→ Collected data

· · · · ·

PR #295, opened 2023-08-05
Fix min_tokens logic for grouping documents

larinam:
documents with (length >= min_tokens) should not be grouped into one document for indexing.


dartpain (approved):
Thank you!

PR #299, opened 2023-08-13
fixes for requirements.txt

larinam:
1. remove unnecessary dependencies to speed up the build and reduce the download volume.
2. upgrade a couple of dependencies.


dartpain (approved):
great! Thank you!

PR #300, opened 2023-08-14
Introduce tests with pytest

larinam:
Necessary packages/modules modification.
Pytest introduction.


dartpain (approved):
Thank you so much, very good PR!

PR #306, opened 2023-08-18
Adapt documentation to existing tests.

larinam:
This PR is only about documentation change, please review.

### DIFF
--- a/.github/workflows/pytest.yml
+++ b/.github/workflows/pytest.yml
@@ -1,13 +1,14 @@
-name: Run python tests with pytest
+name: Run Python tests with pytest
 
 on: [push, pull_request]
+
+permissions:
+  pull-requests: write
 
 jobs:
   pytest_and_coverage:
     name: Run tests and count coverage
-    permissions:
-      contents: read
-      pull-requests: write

· · · · ·

→ Work instructions
An exact copy is needed of the lines from the one containing "great! Thank you!" through the end of the records.

→ Your solution
great! Thank you!

PR #300, opened 2023-08-14
Introduce tests with pytest

larinam:
Necessary packages/modules modification.
Pytest introduction.


dartpain (approved):
Thank you so much, very good PR!

PR #306, opened 2023-08-18
Adapt documentation to existing tests.

larinam:
This PR is only about documentation change, please review.

### DIFF
--- a/.github/workflows/pytest.yml
+++ b/.github/workflows/pytest.yml
@@ -1,13 +1,14 @@
-name: Run python tests with pytest
+name: Run Python tests with pytest
 
 on: [push, pull_request]
+
+permissions:
+  pull-requests: write
 
 jobs:
   pytest_and_coverage:
     name: Run tests and count coverage
-    permissions:
-      contents: read
-      pull-requests: write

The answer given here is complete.